We've spent a fair amount of time trying to isolate the cause of these,
but haven't been able to point the finger at any one cause.  Some of the
things we've determined:

- The same behavior is displayed under Solaris (5.6 and 5.7) and Linux
  (2.2.14).
- We've seen this through through a bunch of releases of
  Apache/Perl/modperl over the past 6 months.
- When a child process goes astray, it is in a tight loop, quickly growing
  to consume 95 to 100% of the cpu cycles.
- Under Linux, running strace on the runaway results in nothing -- 
  no system calls are shown whatsoever, so it's apparently spinning in
  a tight CPU loop (though see the next bullet -- it's possible I've
  just never caught it at an early enough stage.)
- Under Solaris, I've managed to catch a few of these at an early stage
  and observed (via truss) an endless series of 'sbrk' calls, eventually
  this gets bound up tight with no system calls displayed, like the
  Linux case.
- This seems to happen more often under heavy load, but we've also seen it
  fairly regularly during low traffic periods.
- We did have some luck in doing a thorough read of our handlers that use
  DBI, making sure that all database connections are explicitly closed 
  at the end of a request (we *don't* use Apache::DBI).  This cut down on
  the number of runaways, but we still see them.

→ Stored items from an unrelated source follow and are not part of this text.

PR #30, opened 2020-07-27
Project & ProjectController classes

godsfavours:
Same pull request from earlier. Made a new one to clean up and better organize commits


src/main/java/com/rtb/projectmanagementtool/project/ProjectController.java
```diff
@@ -0,0 +1,101 @@
...
+import com.google.appengine.api.datastore.DatastoreServiceFactory;
+import com.google.appengine.api.datastore.Entity;
+import com.google.appengine.api.datastore.Key;
+import com.google.appengine.api.datastore.KeyFactory;
+import com.google.appengine.api.datastore.PreparedQuery;
+import com.google.appengine.api.datastore.Query;
+import java.util.HashSet;
+
+public class ProjectController {
+  private DatastoreService datastore;
```
jcespejo, line 17: Probably would be better to pass this from outside, rather than having a local instance here.

For most database engines, having a "database client" or "database connection" would mean it'll hold on to the connection until the process is done.  Typically you'd want to limit the number of connections you have open to save on resources, so it's usually advisable to have 1 connection and pass it around (via params to db consumers), rather than having one connection per consumer.

src/main/java/com/rtb/projectmanagementtool/project/ProjectController.java
```diff
@@ -0,0 +1,101 @@
...
+  private HashSet<ProjectData> projects;
```
jcespejo, line 18: This may be ok.  But also think about what you'd do with this list of projects later on.  If you'll be passing this around to other consumers (controllers or servlets), it might be best to not own an instance here and instead just pass the container in when doing load/create/remove operations.  This way you wouldn't have to worry about the data being copied when passing between consumers.

src/main/java/com/rtb/projectmanagementtool/project/ProjectController.java
```diff
@@ -0,0 +1,101 @@
...
+  /** Class constructor */
+  public ProjectController() {
+    datastore = DatastoreServiceFactory.getDatastoreService();
+    projects = new HashSet<ProjectData>();
+    loadProjects();
+  }
+
+  /** Initializes the projects HashSet by retrieving all datastore entities of type "Project" */
+  private void loadProjects() {
+    PreparedQuery results = datastore.prepare(new Query("Project"));
```
jcespejo, line 29: Do we always have to load all the projects every time?  Maybe also think about cases where you'd only need a subset.

src/main/java/com/rtb/projectmanagementtool/project/ProjectController.java
```diff
@@ -0,0 +1,101 @@
...
+  /**
+   * Creates a new project First creates the Project entity and then creates the project object with
+   * the projectId returned by createProjectEntity()
+   *
+   * @param name the name of the project
+   * @param description the description of the project
+   */
+  public void createProject(String name, String description, long creatorId) {
+    ProjectData project = new ProjectData(name, description, creatorId);
+    projects.add(project);
```
jcespejo, line 46: This wouldn't save the new project into the datastore though, correct?  Will that be added later on?

src/main/java/com/rtb/projectmanagementtool/project/ProjectController.java
```diff
@@ -0,0 +1,101 @@
...
+  }
+
+  /**
+   * Retrieves the Project object with the matching projectId from HashSet, or nothing if the
+   * project is not found
+   *
+   * @param projectId the id of the project to retrieve
+   * @return the project if found, or null if not found
+   */
+  public ProjectData getProject(long projectId) {
```
jcespejo, line 89: How often do you see this method being used?  If a lot, is there another way  we can store the projects to make lookups faster?

src/main/java/com/rtb/projectmanagementtool/project/ProjectController.java
```diff
@@ -0,0 +1,101 @@
...
+   *
+   * @param projectId the id of the project to remove
+   * @return true if the removal is successful
+   */
+  private boolean removeProjectEntity(long projectId) {
+    try {
+      Key projectEntityKey = KeyFactory.createKey("Project", projectId);
+      datastore.delete(projectEntityKey);
+      return true;
+    } catch (Exception exception) {
```
jcespejo, line 75: Good use of try/catch.  This is definitely something I'd advice adding into all datastore operations.

src/main/java/com/rtb/projectmanagementtool/project/ProjectData.java
```diff
@@ -0,0 +1,204 @@
...
+   * constant variables used to specify the names of each property of the Project entity. Used to
+   * minimize redundancy and also make renaming properties easy if needed
+   */
+  private final String PROPERTY_NAME = "name";
+
+  private final String PROPERTY_DESCRIPTION = "description";
+  private final String PROPERTY_USER_IDS = "userIds";
+  private final String PROPERTY_TASK_IDS = "taskIds";
+
+  private DatastoreService datastore;
```
jcespejo, line 35: See note I had above regarding limiting the number of "connections" you have open.  Another thing to think about, you'll have multiples of this ProjectData items and the DatastoreService object most probably is pretty heavy.  We wouldn't want to use up resources to have multiples of these

src/main/java/com/rtb/projectmanagementtool/project/ProjectData.java
```diff
@@ -0,0 +1,204 @@
...
+
+  /**
+   * Class constructor with the minimum requirements for creating a project.
+   *
+   * @param name the name of the project
+   * @param description the description of the project
+   * @param creatorId the id of the user who created the project
+   */
+  public ProjectData(String name, String description, long creatorId) {
+    datastore = DatastoreServiceFactory.getDatastoreService();
```
jcespejo, line 51: I would advise separating the database operations from your Data model object.  One way to reason about this is by thinking about the "separation of responsibilities".  You'd want your Data model to be just that, a model/representation for the data.  You'd then want operations done to copes of these done somewhere else (the controller for instance).

Another thought, separating them would allow us later on if we decide to swap to a different flavor of Datastore (or maybe even a different database engine all together), you won't have to update all of your Data models.

src/main/java/com/rtb/projectmanagementtool/project/ProjectData.java
```diff
@@ -0,0 +1,204 @@
...
+    // sets the type of containers to store parsed JSON in
+    Type mapType = new TypeToken<HashMap<Long, User>>() {}.getType();
+    Type setType = new TypeToken<HashSet<Long>>() {}.getType();
+
+    this.userIds = gson.fromJson((String) entity.getProperty(PROPERTY_USER_IDS), mapType);
+    this.taskIds = gson.fromJson((String) entity.getProperty(PROPERTY_TASK_IDS), setType);
+  }
+
+  /** Saves the object as a datastore entity. */
+  private void toEntity() {
```
jcespejo, line 86: `toSomething` naming conventions usually implies conversion and returning the converted value.  think about `toString` that would return a string conversion of an object, etc..

src/main/java/com/rtb/projectmanagementtool/project/ProjectData.java
```diff
@@ -0,0 +1,204 @@
...
+    Gson gson = new Gson();
+    try {
+      Key entityKey = KeyFactory.createKey("Project", this.id);
+      Entity entity = datastore.get(entityKey);
+
+      entity.setProperty(PROPERTY_NAME, this.name);
+      entity.setProperty(PROPERTY_DESCRIPTION, this.description);
+      entity.setProperty(PROPERTY_USER_IDS, gson.toJson(this.userIds));
```
jcespejo, line 94: This is an interesting idea.  While storing as json would allow you to store and later on read more formatted data, this will also require parsing later on.  This might work out well (maybe) if we're storing child objects that has multiple fields.  In this specific scenario though, since we're only storing a list of IDs, try to see if there's a better alternative.

Also keep in mind one caveat with storing as json is you wouldn't be able to query against this field.  For example if project userIDs is stored as json, it'll be hard to query for "all projects user X owns"

src/main/java/com/rtb/projectmanagementtool/project/ProjectData.java
```diff
@@ -0,0 +1,204 @@
...
+  @Override
+  public String toString() {
+    String returnString = "{\n";
+    returnString += "Project id: " + this.id + "\n";
+    returnString += "Project Name: " + this.name + "\n";
+    returnString += "Project Description: " + this.description + "\n";
+    returnString += "Project Users: " + this.userIds.toString() + "\n";
+    returnString += "Tasks: " + this.taskIds.toString() + "\n}";
+    return returnString;
+  }
```
jcespejo, line 203: Definitely useful to provide a toString method

src/main/java/com/rtb/projectmanagementtool/project/ProjectTestServlet.java
```diff
@@ -0,0 +1,37 @@
+// Just using this Servlet to test the Project & ProjectController classes.
+// I didn't know any other ways to test the classes other than through unit tests, which I
+// couldn't get working.
+// Feel free to mess around with it and test some of the functionality/see how it can be improved
+
+package com.google.sps.servlets;
```
jcespejo: Please watch out for package name vs. directory structure.  In most cases they would have to be the same.

src/main/java/com/rtb/projectmanagementtool/project/ProjectTestServlet.java
```diff
@@ -0,0 +1,37 @@
...
+import java.io.IOException;
+import javax.servlet.annotation.WebServlet;
+import javax.servlet.http.HttpServlet;
+import javax.servlet.http.HttpServletRequest;
+import javax.servlet.http.HttpServletResponse;
+
+@WebServlet("/my-project-test")
+public class ProjectTestServlet extends HttpServlet {
+  @Override
+  public void doGet(HttpServletRequest request, HttpServletResponse response) throws IOException {
```
jcespejo: Good idea putting together a test for these.  I would suggest starting with unit tests first though before putting together a servlet.

Also keep in mind servlets are accessible to the public (unless if you setup access restrictions), so you wouldn't want to have test logic exposed publicly.

Finally It would be best to run tests off of a test Datastore instance.  This way you won't create test data into your prod database.

src/main/webapp/script.js
```diff
@@ -1,3 +1,10 @@
+/**
+ * Redirect to Main Hub Page.
+ */
+function projectTest() {
+  fetch('my-project-test');
```
jcespejo: You can also just navigate to `site.com/my-project-test` to see your servlet's output without having to hook it up to your pages.

src/main/webapp/index.html
```diff
@@ -6,7 +6,7 @@
     <link rel="stylesheet" href="style.css">
     <script src="script.js"></script>
   </head>
-  <body>
+  <body onload="projectTest()">
```
jcespejo: Watch out for this since this'll add test code to shared resources.  ie. your teammates would end up pulling this test into their dev environments.

src/main/java/com/rtb/projectmanagementtool/project/ProjectData.java
```diff
@@ -0,0 +1,204 @@
...
+import com.google.appengine.api.datastore.KeyFactory;
+import com.google.gson.Gson;
+import com.google.gson.reflect.TypeToken;
+import java.lang.reflect.Type;
+import java.util.HashMap;
+import java.util.HashSet;
+
+enum User {
+  CREATOR,
+  ADMIN,
```
emmacollins, line 20: what's the difference between a creator and admin? might be useful to add a few comments here explaining each type of User.

src/main/java/com/rtb/projectmanagementtool/project/ProjectData.java
```diff
@@ -0,0 +1,204 @@
...
+   *
+   * @param description the new description of the project
+   */
+  public void setDescription(String description) {
+    this.description = description;
+    toEntity();
+  }
+
+  /**
+   * Adds a user to the project ? separate this into addAdminUser and addRegularUser?
```
emmacollins, line 149: I'm in favor of separating into two methods. Passing booleans around quickly gets tedious and sometime dangerous (i.e. if a caller accidentally passes two boolean values into a method out of order it can lead to unintended behavior).

godsfavours:
> Good start. I would suggest at least removing the test servlet from your "prod" flow.

test servlet removed

src/main/java/com/rtb/projectmanagementtool/project/ProjectController.java
godsfavours: I can't think of a use case for this method rn, but I think it might be good to have just in case. I've changed the method to retrieve the project directly from datastore

src/main/java/com/rtb/projectmanagementtool/project/ProjectData.java
godsfavours: Could this method (or some other form of it) be used to not just create new entitites but also to update existing ones? 
The problem with returning an entity here is that when we try to add it to the datastore in ProjectController, a whole new entity will be created, and that isn't ideal if we just want to update the entity's properties.

jcespejo: > The problem with returning an entity here is that when we try to add it to the datastore in ProjectController, a whole new entity will be created, and that isn't ideal if we just want to update the entity's properties.

I don't think we necessarily have to push Entities directly into the Datastore as soon as they're created.  Entities, being objects themselves, can be passed around, stored, or operated on later on.  This will allow us to better separate your Data Model from your operations.

I think the question you're thinking about here illustrates a good use case for why you'd want to separate the Model from your Controller.  The entity itself (ProjectData), shouldn't really care if it's being added or being updated.  All it cares about is how its fields are filled in, and how it shares it fields to other consumers.

What you do with that Data is someone else's (Controller's) responsibilities.  That someone else is the one that needs to keep track of the difference between an insert and an update.

godsfavours: Okay that makes sense

src/main/java/com/rtb/projectmanagementtool/project/ProjectData.java
```diff
@@ -66,38 +50,43 @@ public ProjectData(String name, String description, long creatorId) {
...
+    Entity entity = new Entity("Project");
+    entity.setProperty(PROPERTY_NAME, this.name);
+    entity.setProperty(PROPERTY_DESCRIPTION, this.description);
+    entity.setProperty(PROPERTY_TASK_IDS, this.taskIds);
+
+    EmbeddedEntity userIdsEntity = new EmbeddedEntity();
+    for (Long key : this.userIds.keySet()) {
+      userIdsEntity.setProperty(key.toString(), this.userIds.get(key).name());
     }
+    entity.setProperty(PROPERTY_USER_IDS, userIdsEntity);
```
godsfavours, line 85: I wonder if there's another way to store a map in datastore w/o having to be concerned with parsing it when retrieving. It's straightforward with a set as seen in like 81, but not so much with map. EmbeddedEntity is the best way I found

src/main/webapp/index.html
```diff
@@ -6,7 +6,7 @@
     <link rel="stylesheet" href="style.css">
     <script src="script.js"></script>
   </head>
-  <body>
+  <body onload="test()">
```
godsfavours: this has been removed along with the addition in script.js

src/main/java/com/rtb/projectmanagementtool/project/ProjectData.java
```diff
@@ -0,0 +1,208 @@
...
+      }
+    }
+  }
+
+  /**
+  * @return the entity representation of this class 
+  */
+  public Entity toEntity() {
+    Entity entity = new Entity("Project");
+    entity.setProperty(PROPERTY_NAME, this.name);
```
jcespejo, line 77: Smart use of constants for field names.

src/main/java/com/rtb/projectmanagementtool/project/ProjectData.java
```diff
@@ -0,0 +1,208 @@
...
+ */
+package com.rtb.projectmanagementtool.project;
+
+import com.google.appengine.api.datastore.EmbeddedEntity;
+import com.google.appengine.api.datastore.Entity;
+import java.util.ArrayList;
+import java.util.HashMap;
+import java.util.HashSet;
+
+enum User {
```
jcespejo, line 13: I would suggest renaming this to clarify the difference between this and the UserData object.  From the looks of it, something like "UserProjectRole" might make sense

src/main/java/com/rtb/projectmanagementtool/project/ProjectData.java
```diff
@@ -0,0 +1,208 @@
...
+    Object userIdProperty;
+    if ((userIdProperty = entity.getProperty(PROPERTY_TASK_IDS)) != null) {
+      this.taskIds = new HashSet<Long>((ArrayList<Long>) userIdProperty);
+    } else {
+      this.taskIds = new HashSet<Long>();
+    }
+
+    this.userIds = new HashMap<Long, User>();
+    // can store map in datastore entities using EmbeddedEntity
+    EmbeddedEntity ee = (EmbeddedEntity) entity.getProperty(PROPERTY_USER_IDS);
```
jcespejo, line 66: Crafty usage of EmbeddedEntity to store maps.  Could be worth moving this into its own MapToEmbeddedEntity() method in a DataUtils.java file so everyone else can reuse.

Just keep in mind though that these are not searchable in a query.  Meaning you won't be able to do "get me projects owned by user X"

src/main/java/com/rtb/projectmanagementtool/project/ProjectData.java
jcespejo: You can store a json string representing the whole map.  Or a Repeated property with json strings per item.  But either way you'd still need to parse (maybe json has an advantage because of built in parsing/encoding methods).  Storing them as an EmbeddedEntity I think is ok as well.

src/test/java/com/rtb/projectmanagementtool/project/ProjectControllerTest.java
```diff
@@ -0,0 +1,36 @@
...
+  public void getProjectsWithUser() {}
+
+  @Ignore
+  public void addProjects() {}
+
+  @Ignore
+  public void removeProject() {}
+
+  @Ignore
+  public void saveProjects() {}
```
jcespejo, line 34: Good approach stubbing out methods.

src/main/java/com/rtb/projectmanagementtool/project/ProjectController.java
```diff
@@ -0,0 +1,103 @@
...
+  }
+
+  /**
+   * Checks if the Project entity has at least one userId contained in userIds
+   *
+   * @param entity the project entity
+   * @param userIds the collection of userIds
+   * @return true if userIds param and entity's userIds property share at least one user
+   */
+  private boolean entityContainsUser(Entity entity, Collection userIds) {
```
jcespejo, line 56: I think the concept of 'Entity' we should try to contain within the Data object.  I see what you're doing here is for checking if a user exists on a project.  As an alternative, you can go ahead and build your ProjectData (based off of the Entity) then do checks off of the ProjectData instead of the entity.

Better approach would be to filter the query itself so we don't pull down all projects every time.  But I think that'll be tricky to do if we're storing a map of {role, userID}

src/main/java/com/rtb/projectmanagementtool/project/ProjectData.java
godsfavours: I think I implemented the query functionality (unless I misunderstand what you mean by it) in getProjects(). It takes a Collection of userIds to fetch projects that only them are involved in. I could probably tweak the Collection type and my entityContainsUser() method to allow it to only grab projects owned by a user.

src/main/java/com/rtb/projectmanagementtool/project/ProjectController.java
godsfavours: Yeah, makes sense. I sent in the entity so that I wouldn't have to actually create the ProjectData object before asserting that it's okay to add to the array returned by getProjects(). If it was created and entityContainsUser() returns false it would then just be garbage in the heap. What might it look like in java code to send in a query that would need to be filtered?

jcespejo: Datastore has a [filter functionality](https://cloud.google.com/appengine/docs/standard/java/datastore/queries#filters) so you wouldn't have to load all projects into memory (basically letting datastore do the heavy lifting for the filtering/sorting piece).  Although I don't think EmbeddedEntities are supported for filtering.

I think I've read somewhere that repeated fields can be filtered?  If this is the case, one approach would be to store a repeated list of strings in the format `{userID: role}` (ie json key:value format) so you can maybe do something like:
```
Filter projectAdminFilter =
    new FilterPredicate("users", FilterOperator.EQUAL, "{12345: 'ADMIN'}");
```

We've kept our runaways under control by running a watchdog script that
looks for modperl processes with the correct load numbers (cpu% > 10% and
run time > something), but we've all along thought that this would be a
temporary solution until we determined what we're doing wrong.

Now that I've seen this report from a couple of others on the list, I'm
wondering if it's not something we're doing, but rather something within
Apache or modperl.

If there's anything anyone on the list can recommend that I do to try to
collect more clues on the cause, I'll be happy to try it.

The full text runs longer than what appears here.